2-D correlation is the same as 1-D correlation but with a double integral -
which you might envision as a raster scan with different degrees of overlap
perpendicular to the raster scan direction - if the coordinate system is
rectangular. No matter what it's still multiply and integrate (i.e.
accumulate) at each value of offset. So, if there's no lateral motion
involved then there's no need to look at offset registration and you do a
single zero-valued offset multiply and integrate.
As far as missing data is concerned, there would be a couple of issues:
- ignoring those coordinates
- weighting for the loss of inputs to the integration.

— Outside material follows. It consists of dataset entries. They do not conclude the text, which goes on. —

PR #558, opened 2024-09-12
In FIPS environment password must be at least 14 characters

olamy:
Signed-off-by: Olivier Lamy <olamy@apache.org>

### Submitter checklist

### DIFF
--- a/src/main/java/com/cloudbees/plugins/credentials/impl/UsernamePasswordCredentialsImpl.java
+++ b/src/main/java/com/cloudbees/plugins/credentials/impl/UsernamePasswordCredentialsImpl.java
@@ -34,7 +34,7 @@ import hudson.util.FormValidation;
 import hudson.util.Secret;
 
 import jenkins.security.FIPS140;
-import org.apache.commons.lang3.StringUtils;
+import org.apache.commons.lang.StringUtils;
 import org.jenkinsci.Symbol;
 import org.kohsuke.stapler.DataBoundConstructor;
 import org.kohsuke.stapler.DataBoundSetter;
--- a/src/main/java/com/cloudbees/plugins/credentials/impl/UsernamePasswordCredentialsImpl.java
+++ b/src/main/java/com/cloudbees/plugins/credentials/impl/UsernamePasswordCredentialsImpl.java
@@ -39,6 +39,7 @@ import org.jenkinsci.Symbol;
 import org.kohsuke.stapler.DataBoundConstructor;
 import org.kohsuke.stapler.DataBoundSetter;
 import org.kohsuke.stapler.QueryParameter;
+import org.kohsuke.stapler.interceptor.RequirePOST;
 
 import java.util.Objects;
 
@@ -138,6 +139,7 @@ public class UsernamePasswordCredentialsImpl extends BaseStandardCredentials imp
             return "symbol-id-card";
         }
 
+        @RequirePOST
         public FormValidation doCheckPassword(@QueryParameter String password) {
             if(FIPS140.useCompliantAlgorithms() && StringUtils.length(password) < 14) {
                 return FormValidation.error(Messages.passwordTooShortFIPS());
--- a/src/main/java/com/cloudbees/plugins/credentials/impl/UsernamePasswordCredentialsImpl.java
+++ b/src/main/java/com/cloudbees/plugins/credentials/impl/UsernamePasswordCredentialsImpl.java
@@ -30,6 +30,7 @@ import edu.umd.cs.findbugs.annotations.NonNull;
 import edu.umd.cs.findbugs.annotations.Nullable;
 import hudson.Extension;
 import hudson.Util;
+import hudson.model.Descriptor;
 import hudson.util.FormValidation;
 import hudson.util.Secret;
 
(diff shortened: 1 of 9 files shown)


src/main/java/com/cloudbees/plugins/credentials/impl/UsernamePasswordCredentialsImpl.java
```diff
@@ -76,6 +83,9 @@ public UsernamePasswordCredentialsImpl(@CheckForNull CredentialsScope scope,
                                            @CheckForNull String username, @CheckForNull String password) {
         super(scope, id, description);
         this.username = Util.fixNull(username);
+        if(FIPS140.useCompliantAlgorithms() && StringUtils.length(password) < 14) {
+            throw new IllegalArgumentException(Messages.passwordTooShortFIPS());
```
jtnord, line 87:
```suggestion
            throw new hudson.model.Descriptor.FormException(Messages.passwordTooShortFIPS(), "password");
```
?

src/test/java/com/cloudbees/plugins/credentials/impl/UsernamePasswordCredentialsImplFIPSTest.java
```diff
@@ -0,0 +1,90 @@
...
+import static org.hamcrest.Matchers.emptyString;
+import static org.hamcrest.Matchers.is;
+import static org.hamcrest.Matchers.not;
+import static org.hamcrest.Matchers.notNullValue;
+import static org.hamcrest.Matchers.nullValue;
+import static org.junit.Assert.assertThrows;
+
+public class UsernamePasswordCredentialsImplFIPSTest {
+
+    @Rule public RealJenkinsRule rule = new RealJenkinsRule().javaOptions("-Djenkins.security.FIPS140.COMPLIANCE=true")
```
jtnord, line 31:
```suggestion
    @Rule public RealJenkinsRule rule = new RealJenkinsRule().javaOptions("-Djenkins.security.FIPS140.COMPLIANCE=true", "-Xmx=512M")
```
otherwise this test may well reserve a lot more ram than it actually needs.

src/main/java/com/cloudbees/plugins/credentials/impl/UsernamePasswordCredentialsImpl.java
olamy: in the constructor? Why not but I find it weird in a constructor to have this exception which looks more related to form (web action) but maybe I'm biased by the class name and it's implementing `HttpResponse`

jtnord: yup, it means the user gets a friendlier error page that tells them what they did that went wrong (ish) [JENKINS-73771](https://issues.jenkins.io/browse/JENKINS-73771)

olamy: this will need to note the PR as breaking, as such exception is breaking backward compat.

jtnord: > this will need to note the PR as breaking, as such exception is breaking backward compat.

Add a `compatable since` to the `maven-hpi` configuration so it gets called out in the plugin manager then?

olamy: done with a3924cecba36fe56f4f708a780a21d07e25c7fb3 
should be ok but not really sure about the random number to use version

src/main/java/com/cloudbees/plugins/credentials/impl/UsernamePasswordCredentialsSnapshotTaker.java
```diff
@@ -25,8 +26,13 @@ public StandardUsernamePasswordCredentials snapshot(StandardUsernamePasswordCred
...
-        UsernamePasswordCredentialsImpl snapshot = new UsernamePasswordCredentialsImpl(credentials.getScope(), credentials.getId(), credentials.getDescription(), credentials.getUsername(), Secret.toString(credentials.getPassword()));
-        snapshot.setUsernameSecret(credentials.isUsernameSecret());
-        return snapshot;
+        try {
+            UsernamePasswordCredentialsImpl snapshot =
+                    new UsernamePasswordCredentialsImpl(credentials.getScope(), credentials.getId(), credentials.getDescription(), credentials.getUsername(), Secret.toString(credentials.getPassword()));
+            snapshot.setUsernameSecret(credentials.isUsernameSecret());
+            return snapshot;
+        } catch (Descriptor.FormException e) {
+            throw new RuntimeException(e);
```
jtnord, line 35: weired.  I was expecting the method to throw be able to throw an `IOException` as many credentials can (and are) documented to do that.  [doc](https://github.com/jenkinsci/credentials-plugin/blob/master/docs/implementation.adoc#:~:text=You%20should%20note%20that%20we%20have%20used%20Secret%20to%20define%20the%20secret.%20And%20furthermore%2C%20we%20have%20added%20the%20throws%20IOException%2C%20InterruptedException%20to%20the%20getter!%20Again%20this%20is%20so%20that%20a%20new%20CredentialsProvider%20can%20lazily%20fetch%20the%20secret.)

jtnord (approved):

basil:
Breaks `hudson.plugins.emailext.MailAccountFIPSTest#testFormValidationForInsecureAuth`, `hudson.plugins.git.FIPSModeUrlCheckTest#testGitSCMSourceCheck`, and `org.jenkinsci.plugins.kubernetes.credentials.OpenShiftBearerTokenCredentialWithFIPSTest`.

Assume that there is a grid for NxN data points and that the number of
missing data points is [I J K L M .... ]
The potential sum of unit samples is N^2. If the real potential sum is
N^2-I, N^2-J, ... etc. then I think you might weight the results by
N^2/[N^2-m] where m is the number of missing points for each integration -
so that a plane of unit samples (with some missing) will always have a
weighted integral of N^2. The same applies if you have to shift the data
and compute multiple points of the correlation function and you might treat
the nonoverlapping areas the same way - as "missing". If you do, then the
edges will be noisy!! So, maybe it's better to let the nonoverlap be zeros.
All this is just logical to me - no special knowledge on my part.